Look for "ProxyHost" in each line of the entries, and return the matching lines.

- [Stored data entries]

==================================================

PR #10208, opened 2023-03-22
test(dynamo): attempt to fix flaky dynamo tests

thalesmg:
Those tests in the `flaky` test are really flaky and require lots of CI retries.

Apparently, the flakiness comes from race conditions from restarting bridges with the same name too fast between test cases.  Previously, all test cases were sharing the same bridge name (the module name).

Fixes https://emqx.atlassian.net/browse/EMQX-9287

## PR Checklist

### DIFF
--- a/lib-ee/emqx_ee_bridge/test/emqx_ee_bridge_dynamo_SUITE.erl
+++ b/lib-ee/emqx_ee_bridge/test/emqx_ee_bridge_dynamo_SUITE.erl
@@ -83,9 +83,10 @@ end_per_suite(_Config) ->
     ok = emqx_common_test_helpers:stop_apps([emqx_bridge, emqx_conf]),
     ok.
 
-init_per_testcase(_Testcase, Config) ->
+init_per_testcase(TestCase, Config) ->
     create_table(Config),
-    Config.
+    ok = snabbkaffe:start_trace(),
+    [{dynamo_name, atom_to_binary(TestCase)} | Config].
 
 end_per_testcase(_Testcase, Config) ->
     ProxyHost = ?config(proxy_host, Config),
@@ -93,7 +94,7 @@ end_per_testcase(_Testcase, Config) ->
     emqx_common_test_helpers:reset_proxy(ProxyHost, ProxyPort),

==================================================

- [Answer to this task]
     ProxyHost = ?config(proxy_host, Config),
     emqx_common_test_helpers:reset_proxy(ProxyHost, ProxyPort),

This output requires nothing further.